Optional: Sensor Deployment Capability
If you want AttackLens to deploy sensors to Compute Engine VMs via OS Config, add:
| Role | Role ID | Purpose |
|---|---|---|
| OS Config Guest Policy Admin | roles/osconfig.guestPolicyAdmin | Execute OS Config commands on VMs |
This is optional. If not granted, the adapter will still discover resources but will not be able to deploy sensors remotely.
Step 3: Configure the Adapter in AttackLens
- In AttackLens, navigate to Discovery > Adapters.
- Click Add Adapter.
- Select GCP as the provider.
- Enter a descriptive Name (e.g.,
Production GCP Project). - Fill in the GCP credentials:
| Field | Value | Example |
|---|---|---|
| Project ID | Your GCP project ID | my-project-123 |
| Client Email | The service account email | attacklens-discovery@my-project-123.iam.gserviceaccount.com |
| Private Key | The RSA private key from the JSON key file | -----BEGIN PRIVATE KEY-----\n...\n-----END PRIVATE KEY----- |
TIP
When pasting the private key, include the full key including the -----BEGIN PRIVATE KEY----- and -----END PRIVATE KEY----- markers.

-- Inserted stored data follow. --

Issue #385, opened 2024-04-05
Update `Final time` in the print statement to match `performance_expectations.md` and add benchmark case to `examples/`


sbryngelson:
Update `Final time` in the print statement in simulation to match `performance_expectations.md` as ns/gp/rhs-evaluation.

Add benchmark case to `examples/` which is apparently:

```python
#!/usr/bin/env python3

import json

# Configuring case dictionary
print(json.dumps({
    # Logistics ================================================================
    'run_time_info'                : 'T',
    # ==========================================================================

    # Computational Domain Parameters ==========================================
    # For these computations, the bubble is placed at the (0,0,0)
    # domain origin. Only one octant of a full spherical bubble is
    # used, with reflecting BC's at octant boundaries acting
    # as the other bubble regions.
    'x_domain%beg'                 : 0.E+00,
    'x_domain%end'                 : 4.E-03/1.E-03,
    'y_domain%beg'                 : 0.E+00,
    'y_domain%end'                 : 4.E-03/1.E-03,
    'z_domain%beg'                 : 0.E+00,
    'z_domain%end'                 : 4.E-03/1.E-03,
    # Grid stretching is used in the all coordinate directions 
    # to minimize computational costs. The grid is coarsened
    # away from the bubble / origin
    'stretch_x'                    : 'T',
    'a_x'                          : 4.E+00,
    'x_a'                          : -1.5E-03/1.E-03,
    'x_b'                          : 1.5E-03/1.E-03,
    'stretch_y'                    : 'T',
    'a_y'                          : 4.E+00,
    'y_a'                          : -1.5E-03/1.E-03,
    'y_b'                          : 1.5E-03/1.E-03,
    'stretch_z'                    : 'T',
    'a_z'                          : 4.E+00,
    'z_a'                          : -1.5E-03/1.E-03,
    'z_b'                          : 1.5E-03/1.E-03,
    'cyl_coord'                    : 'F',
    'm'                            : 99,
    'n'                            : 99,
    'p'                            : 99,
    'dt'                           : 0.2E-09,
    't_step_start'                 : 0,
    't_step_stop'                  : 100,
    't_step_save'                  : 100,
    # ==========================================================================
    
    # Simulation Algorithm Parameters ==========================================
    # Only two patches are necesssary, the background liquid and the
    # gas bubble
    'num_patches'                  : 2,
    # Use the 6 equation model
    'model_eqns'                   : 2  ,
    # 6 equations model does not need the K \div(u) term                    
[...]

Issue #299, opened 2024-01-10
Real-time simulation performance monitoring needs improvement


sbryngelson:
Real-time simulation performance monitoring needs improvement

* This code: https://github.com/MFlowCode/MFC/blob/4833971bf24f4f039f7443a780712b8231434114/src/simulation/m_time_steppers.fpp#L310-L314 
is repeated for each time stepper verbatim. Needs DRY principle.

* The metric of seconds is not particularly helpful and confusing to compute. The metric should be grid point per second per RHS evaluation. 
	* This should show up as a replacement for "Final time" here as well: https://github.com/MFlowCode/MFC/blob/4833971bf24f4f039f7443a780712b8231434114/src/simulation/m_start_up.fpp#L946 (and likely elsewhere).

* The metrics shown in the docs here https://github.com/MFlowCode/MFC/blob/master/docs/documentation/expectedPerformance.md should be updated accordingly.

sbryngelson:
Related to PR #411

sbryngelson:
This was closed by #432

PR #411, opened 2024-05-13
Fix for Issue #385

BucketofJava:
## Description

A fix for issue #385, updating time to be recorded in ns/gp/rhs. Also adding benchmark case.py to ./examples.

Related to https://github.com/MFlowCode/MFC/issues/299

### Type of change

- [x] Something else

### Scope

## How Has This Been Tested?

- [x] Ran benchmark cases

**Test Configuration**:

Tested locally on WSL
Lenovo L380 Yoga
Intel(R) Core(TM) i5-8250U CPU @ 1.60GHz 

## Checklist


examples/benchmark/case.py
sbryngelson, line 1: Why is this file added?

src/simulation/m_start_up.fpp
```diff
@@ -1127,11 +1127,11 @@ contains
             if (num_procs == 1) then
                 time_final = time_avg
                 io_time_final = io_time_avg
-                print *, "Final Time", time_final
+                print *, "Final Time", time_final*1000000000, " ns/gp/rhs"
             else
                 time_final = maxval(proc_time)
                 io_time_final = maxval(io_proc_time)
-                print *, "Final Time", time_final
+                print *, "Final Time", time_final*1000000000, " ns/gp/rhs"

You can copy it directly from the downloaded JSON key file.
Step 4: Test the Connection
- Click Test Connection.
- AttackLens will attempt to authenticate with the service account and verify read access to the project.
- The test result shows:
- Whether the connection is valid.
- Which permissions were detected.
- Whether sensor deployment capability (OS Config) is available.
WARNING
If the test fails, verify that:
- The Project ID matches the project where the service account was created.

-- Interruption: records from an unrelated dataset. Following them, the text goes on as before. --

PR #421, opened 2024-05-16
Modify Templating to Work with Omniperf and Rocprof

wilfonba:
## Description

Changes how profiling is added to the template so that profiling works with AMDs tools

### Type of change

- [x] Something else

### Scope

## How Has This Been Tested?

I tested this with `./mfc.sh run examples/1D_sodshocktube` -n 1 --nsys` on Wingtip and with `./mfc.sh run examples/1D_sodshocktube -n 1 --omni` on Frontier.

## Checklist


toolchain/mfc/run/run.py
```diff
@@ -102,7 +102,7 @@ def __generate_job_script(targets, case: input.MFCInputFile):
         case=case,
         MFC_ROOTDIR=MFC_ROOTDIR,
         qsystem=queues.get_system(),
-        profiler=__profiler_prepend(),
+        profiler=' '.join(__profiler_prepend()),
```
henryleberre: This should probably become:
```python
profiler=' '.join([ shlex.quote(_) for _ in __profiler_prepend()])
```
so that arguments that contain whitespace are not split, and those with special characters are not misinterpreted.

toolchain/templates/bridges2.mako
```diff
@@ -39,9 +39,9 @@ echo
     ${helpers.run_prologue(target)}
 
     % if not mpi:
-        (set -x; ${' '.join([f"'{x}'" for x in profiler ])} "${target.get_install_binpath(case)}")
```
henryleberre, line 42: `set -x` is pretty useful. If this is only an issue on Frontier, it would be nice to keep it on other systems. There might also be a way of fixing the issue there, I have not looked into it.

henryleberre (changes requested):

toolchain/templates/bridges2.mako
wilfonba: I'm not sure I see the value of switching to a less portable tool when this approach works. This won't just be a problem on Frontier either, it will be a problem on all AMD machines, and I don't imagine this will go away anytime soon...

henryleberre: Just to be clear, I was only talking about the `set -x` part. The rest of the changes are great. It is my understanding that `set -x` only causes trouble on Frontier, not any other system. Correct me if I'm wrong!

toolchain/mfc/run/run.py
```diff
@@ -102,7 +102,7 @@ def __generate_job_script(targets, case: input.MFCInputFile):
         case=case,
         MFC_ROOTDIR=MFC_ROOTDIR,
         qsystem=queues.get_system(),
-        profiler=__profiler_prepend(),
+        profiler=' '.join([ shlex.quote(_) for _ in __profiler_prepend()])
```
henryleberre: Actually I think `shlex.join(__profiler_prepend())` would do the trick :). I just learned about its existence.

toolchain/templates/bridges2.mako
wilfonba: Presumably we'll get access to more AMD machines in the future that will use the same profiling software as Frontier. I don't imagine AMD machines are going away any time soon.

sbryngelson: did @henryleberre and @wilfonba come to a consensus on this?

sbryngelson:
I'm happy with this when @henryleberre is. 

I would like the GPU benchmark to pass before merging, but all GPU Phoenix cases are failing right now because they cannot get on a node.

toolchain/templates/default.mako
```diff
@@ -33,28 +33,28 @@ warn "Consider using a different template via the $MAGENTA--computer$COLOR_RESET
...
+            (set -x; j${profiler}   \
                 jsrun --nrs          ${tasks_per_node*nodes}      \
                       --cpu_per_rs   1                            \
                       --gpu_per_rs   ${1 if gpu else 0}           \
                       --tasks_per_rs 1                            \
                       ${' '.join([f"'{x}'" for x in ARG('--') ])} \
                       "${target.get_install_binpath(case)}")
         elif [ "$binary" == "srun" ]; then
-            (set -x; ${' '.join([f"'{x}'" for x in profiler ])}  \
+            (et -x; {profiler}  \
```
henryleberre: Missing an "s" to "set"

toolchain/templates/default.mako
```diff
@@ -33,28 +33,28 @@ warn "Consider using a different template via the $MAGENTA--computer$COLOR_RESET
     ${helpers.run_prologue(target)}
 
     % if not mpi:
-        (set -x; ${' '.join([f"'{x}'" for x in profiler ])} "${target.get_install_binpath(case)}")
+        (${profiler} "${target.get_install_binpath(case)}")
     % else:
         if [ "$binary" == "jsrun" ]; then
-            (set -x; ${' '.join([f"'{x}'" for x in profiler ])}   \
+            (set -x; j${profiler}   \
```
henryleberre: Extra "j" (typo)

henryleberre (changes requested):

toolchain/templates/bridges2.mako
henryleberre: Looks like @wilfonba added these back in, even to the frontier template.

sbryngelson: as long as it works...

toolchain/templates/default.mako
wilfonba: oopsies

toolchain/templates/default.mako
wilfonba: oopsies

toolchain/templates/bridges2.mako
wilfonba: Yes. The problem was me copying the set with the profiler prepend and not leaving it at the beginning of of the command. It was a misunderstanding of what set was doing.

toolchain/templates/default.mako
```diff
@@ -33,28 +33,28 @@ warn "Consider using a different template via the $MAGENTA--computer$COLOR_RESET
     ${helpers.run_prologue(target)}
 
     % if not mpi:
-        (set -x; ${' '.join([f"'{x}'" for x in profiler ])} "${target.get_install_binpath(case)}")
+        (${profiler} "${target.get_install_binpath(case)}")
```
henryleberre, line 36: I think you also forgot to add `set -x;` here

henryleberre: I think you also forgot to add back `set -x` here.

wilfonba: oopsies. Fixed and did a more careful check on my own before pushing this time.

henryleberre (approved):
lgtm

- The Client Email is correct (check for typos).
- The Private Key is complete and correctly formatted (including header and footer lines).
- The Viewer and Security Reviewer roles are assigned at the project level.
- The required APIs are enabled on the project.
Step 5: Save and Run Discovery
- Click Save to create the adapter.
- The first discovery run begins automatically after the adapter is saved.
- You will be redirected to the adapter detail page where you can monitor the sync progress.
Discovery typically takes 2-5 minutes depending on the number of resources in the project.
Discovered GCP Resource Types
AttackLens discovers 65+ GCP resource types across multiple service categories:
| Category | Examples |
|---|---|
| Compute | Compute Engine VMs, Instance Templates, Instance Groups, Disks, Snapshots, Images |
| Kubernetes | GKE Clusters, Node Pools |
| Network | VPC Networks, Subnets, Firewalls, Routes, Cloud NAT, Load Balancers, Cloud Armor, Cloud DNS, VPN Tunnels |
| Storage | Cloud Storage Buckets (with IAM, encryption, and lifecycle policies) |
| Databases | Cloud SQL (MySQL, PostgreSQL, SQL Server), Cloud Spanner, Bigtable, Firestore, Memorystore |
| Security & Identity | Service Accounts, IAM Roles, IAM Policies, KMS Key Rings, KMS Keys |
| Serverless | Cloud Functions, Cloud Run, App Engine |
| Monitoring | Cloud Logging Sinks, Alert Policies, Uptime Checks |
| Messaging | Pub/Sub Topics, Pub/Sub Subscriptions |
| Data | BigQuery Datasets, Dataflow Jobs, Dataproc Clusters |
Security Best Practices
- Use a dedicated service account: Do not reuse service accounts from other integrations.
- Follow the principle of least privilege: The Viewer + Security Reviewer combination provides the minimum access needed.
- Delete the JSON key file after entering the credentials into AttackLens. The credentials are stored encrypted in AttackLens.
- Rotate keys regularly: Create a new key, update the adapter in AttackLens, then delete the old key.
- Monitor service account usage: Enable Cloud Audit Logs to track API calls made by the service account.
Next Steps
- View discovery snapshots to inspect the discovered resources.
- Manage adapters to edit, deactivate, or delete the adapter.
- Trigger a manual discovery if you make infrastructure changes.